Just to follow-up on the cost of capital. Did I hear you correctly to say that it was kind of in the ballpark of what you power for transmission? That's your kind of thinking. I know there's going to be some fine-tuning, et cetera. But that's kind of a proxy we should be thinking about or could there be a change in equity ratio or ROE from there?
I think it's too early to be definitive, but clearly that filing with the FERC represents our current thinking on our current cost of capital and how we will approach the cost of capital proceeding with the CPC next spring. But it is early, and there are going to be a number of factors that may influence that filing.
Okay. To follow up on the affordability question, is there a specific metric or type of customer we should consider as being especially sensitive? How should we approach this? Are we looking at average rates across the system, or is it more nuanced? Can you provide more insight into the thresholds that may be particularly important?

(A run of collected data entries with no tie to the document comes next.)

PR #594, opened 2017-01-04
Issue #2840864: Implement the order summary totals service.

steveoliver:
See https://www.drupal.org/node/2840864.

### DIFF
--- a/modules/order/src/Entity/Order.php
+++ b/modules/order/src/Entity/Order.php
@@ -298,6 +298,29 @@ class Order extends ContentEntityBase implements OrderInterface {
   /**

Yes, thank you for the question. We look at customer affordability through a number of different lenses and at its sort of highest view, we consider sort of rate increases in line with inflation. But we also do look at share of wallet or share of disposable income for the different communities we serve. And I think really where the pressure point largely lies is more in the Central Valley; those customers who are higher users of electricity feel more of the burden of cost increases. And so that's why we're trying to work very diligently with a lot of rigor on continuing to drive not just affordability in our efficiency and our spend, but also focusing on working with a commission on the policies that may impact those communities as well.
So could a rate design change, perhaps augment some of the issues or how should we think about the potential for rate design particularly alleviating some of the affordability issues versus actual cost cutting?
I think that we look at these issues holistically. It's not just spent; it's the policies associated with that. I think the recent proposed decision on PCIA was a decision rather on PCIA; it was a good step in terms of minimizing the impact on some of those communities that are sort of more sensitive to rate increases. And I think as the commission looks at net energy metering, I think that's another opportunity for us to update our rate design to take more pressure off some of those communities that face the most direct pressure from customer rate increases.
Operator
This concludes the Q&A portion of the call. I'll now turn it back over to Chris Foster.
Thank you, Chris. I'll just wrap this up. Thanks everyone for joining us this morning on the call, and please have a safe day. Thanks very much.
Operator
This concludes today's conference call. You may now disconnect.